AGROPOLI. “La morte di Emilio Secci non è servita da lezione”. E’ questo il commento amaro di un cittadino che evidenzia le criticità presenti lungo la Sp184, tra la baia di Trentova e la località San Francesco, proprio nel punto in cui è morto il 33enne.

“Negli ultimi giorni – dice un agropolese – la piazzola che vi è proprio nel luogo dove è morto il giovane è diventata area di sosta per i camper che non fanno altro che intralciare la circolazione rappresentando un ulteriore ostacolo alla visibilità. Non vi è alcun controllo”. Le criticità non finiscono qui: a creare ulteriori problemi i cubi in cemento posti a delimitazione di un’area a rischio frana. Infine vi sono le problematiche determinate dal dissesto del manto stradale caratterizzato da buche e avvallamenti.

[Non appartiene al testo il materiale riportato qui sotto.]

Issue #892, opened 2024-03-14
Problem: unexpected coverage changes


sevein:
**Describe the bug**

Some pull requests are not building successfully because codecov is reporting negative coverage, i.e. unexpected coverage changes. It's easy to find "indirect changes" via the Codecov web interface but it's not always easy to fix them.

This issue aims to be used track areas of the code where this is happening.

- [x] `filenotify` (fixed in https://github.com/artefactual-sdps/enduro/pull/879)
- [ ] `sftp` (follow [link](https://app.codecov.io/gh/artefactual-sdps/enduro/pull/891/indirect-changes) for more details)
- [ ] `watcher` (follow [link](https://app.codecov.io/gh/artefactual-sdps/enduro/pull/891/indirect-changes) for more details)

Also:

- [x] We can [configure codecov status checks](https://docs.codecov.com/docs/commit-status) with a threshold allowing a certain number of lines to transition from covered to uncovered without reporting a negative patch coverage result.

**To Reproduce**

* Submit a pull request
* Watch codecov/project fail
* Open pull request on Codecov, e.g. https://app.codecov.io/gh/artefactual-sdps/enduro/pull/891/indirect-changes

**Additional context**

* Use `[skip codecov]` to skip codecov.
* https://docs.codecov.com/docs/unexpected-coverage-changes

PR #894, opened 2024-03-15
Introduce coverage thresholds

sevein:
A tentative solution for https://github.com/artefactual-sdps/enduro/issues/892 that updates the codecov config to allow a certain number of lines to transition from covered to uncovered without reporting a negative patch coverage result.


djjuhasz (approved):
LGTM :+1:

PR #896, opened 2024-03-25
Enable tracing in http.Client

sevein:
Register a propagator with OpenTelemetry to enable propagation of trace context over the wire [^1]. Update HTTP clients with `otelhttp.Transport` to wrap outbound requests with a span and enrich it with metrics.

This change enable us to relate spans occuring beyond an individual service, e.g. the activity "move-to-permanent-storage" executed by enduro-a3m-worker uses a HTTP client to request to the Storage Service the long-term storage of the AIP. With this commit we'll start seeing the `HTTP POST` operation performed by the client but also the rest of the details happening on the server side, i.e. the API handler, SQL queries, workflow, activities, etc.

image

[^1]: See the [Trace Context spec](https://www.w3.org/TR/trace-context/) (W3C Recommendation) for more details. It defines HTTP headers and a value format to standardize how context information is propagated over the wire.


internal/persistence/persistence.go
```diff
@@ -29,3 +34,50 @@ type Service interface {
 	CreatePackage(context.Context, *datatypes.Package) error
 	UpdatePackage(context.Context, uint, PackageUpdater) (*datatypes.Package, error)
 }
+
+type wrapper struct {
```
djjuhasz: I'd prefer to see this in a separate file (maybe `persistence/telemetry.go`?) to keep the service definition separate from the telemetry implementation of the service.  When we add a new method to the service interface, it will need to be added to the entclient and the instrumentation wrapper and I think having the wrapper here kind of muddies that requirement.

djjuhasz (approved):
I have one minor change suggestion, but it's not a blocker. :+1:

internal/persistence/persistence.go
sevein: I can do that!

PR #898, opened 2024-03-26
Fix user hydration when authenticated

sevein:
After updating to Vue 3.4, the global navigation guard in the router stopped
being able to validate authenticated users during the initial loading of the
application, e.g. after a page refresh. The root issue lies in the `getUser`
success callback in `main.ts` executing too late, i.e. not having run by the
time when the navigation guard was evaluating `isUserValid`. I'm not sure what
is the exact change in Vue that caused this issue, but I suspect it's related
to the updates in the reactivity system.

To reproduce the issue:
1. Open http://localhost:8080 and sign in.
2. Open http://localhost:8080 again from a new tab,
3. You'll be redirected (unexpectedly) to the sign-in page.

The fix proposed consists in loading the user from the layout store using a new
action that is triggered by the navigation guard.

The `App` component now uses `watch` to observe `layoutStore.isUserValid` and
react by establishing the package monitor connection when it's set to true,
effectively decoupling the connection process from the authentication workflow.

### DIFF
--- a/dashboard/src/App.vue
+++ b/dashboard/src/App.vue
@@ -1,10 +1,24 @@
 <script setup lang="ts">
+import { watch } from "vue";
+import { client } from "@/client";
 import { useLayoutStore } from "./stores/layout";
 import Header from "@/components/Header.vue";
 import Sidebar from "@/components/Sidebar.vue";
 import { DialogWrapper } from "vue3-promise-dialog";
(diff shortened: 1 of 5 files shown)


jraddaoui (approved):
Thanks @sevein! I was facing this issue the other day.

PR #904, opened 2024-03-28
Add upload-sample-transfer helper

sevein:
Would this be useful? I see myself all the time running that command locally to test new transfers. I know that the Tilt button exists but often I'm closer to the terminal than to the Tilt dashboard.


djjuhasz (approved):
LGTM :+1:

PR #921, opened 2024-04-10
Upgrade mholt/archiver from v3 to v4

djjuhasz:
Fixes security vulnerability:
https://github.com/advisories/GHSA-rhh4-rh7c-7r5v

### DIFF
--- a/internal/workflow/activities/unarchive.go
+++ b/internal/workflow/activities/unarchive.go
@@ -2,15 +2,16 @@ package activities
 
 import (
 	"context"
+	"errors"
 	"fmt"
+	"io"
 	"io/fs"
 	"os"
 	"path/filepath"
 
 	"github.com/go-logr/logr"
-	"github.com/mholt/archiver/v3"
-
-	"github.com/artefactual-sdps/enduro/internal/fsutil"
+	"github.com/google/safeopen"
+	"github.com/mholt/archiver/v4"
 )
 
 const UnarchiveActivityName = "unarchive-activity"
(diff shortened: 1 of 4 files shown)


internal/workflow/activities/unarchive.go
```diff
@@ -2,15 +2,16 @@ package activities
...
 	"io/fs"
 	"os"
 	"path/filepath"
 
+	securejoin "github.com/cyphar/filepath-securejoin"
 	"github.com/go-logr/logr"
-	"github.com/mholt/archiver/v3"
-
-	"github.com/artefactual-sdps/enduro/internal/fsutil"
+	archiver "github.com/mholt/archiver/v4"
```
sevein: I don't think you need the import alias, i.e. v4 will be ignored.

internal/workflow/activities/unarchive.go
```diff
@@ -53,20 +54,35 @@ func (a *UnarchiveActivity) Execute(
...
+		return nil, fmt.Errorf("unarchive: open: %v", err)
 	}
-	if u == nil {
-		// Couldn't find an unarchiver, so this is probably a regular file.
-		// Return the source path unaltered, and IsDir as false.
-		a.logger.V(2).Info("Unarchive: not an archive, skipping.")
-		return &UnarchiveActivityResult{DestPath: params.SourcePath}, nil
+	defer f.Close()
+
+	r := io.Reader(f)
```
sevein: I suspect this line is not needed, i.e. `*os.File` implements `io.Reader` and Go should be doing the conversion implicitly.

sevein (approved):
LGTM. CI has a couple of minor complains.

internal/workflow/activities/unarchive.go
djjuhasz: You're right.  `archiver.Identify` returns an `io.Reader`, so I can't reassign the output to `f` like:
```go
format, f, err := archiver.Identify(params.SourcePath, f)
```

But I can just assign the output reader to a new var `r`:
```go
format, r, err := archiver.Identify(params.SourcePath, f)
```

PR #925, opened 2024-04-15
Use tparallel linter

sevein:
This PR configures the `tparallel` linter which detects a couple of common mistakes when using `t.Parallel()`.

Context:
- https://github.com/moricho/tparallel
- https://brandur.org/fragments/go-prefer-t-cleanup-with-parallel-subtests


djjuhasz (approved):
LGTM :+1:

I cittadini chiedono immediati interventi che possano definitivamente garantire la messa in sicurezza dell’arteria. Già nel 2009 vennero eseguiti dei lavori consistiti nel rifacimento del muro di contenimento della strada in cemento armato, dei marciapiedi e del manto stradale. La frana registratasi nell’autunno scorso ha peggiorato la situazione. Il punto sul quale è necessario intervenire è privato e la Provincia di Salerno fin ora non ha trovato il modo di intervenire. In un momento di massima affluenza in questo punto di Agropoli i disagi si avvertono maggiormente.

“Se non si può intervenire per mettere in sicurezza l’arteria – dice un cittadino – sarebbero auspicabili almeno maggiori controlli. Dopo la morte di Emilio Secci non è cambiato nulla”.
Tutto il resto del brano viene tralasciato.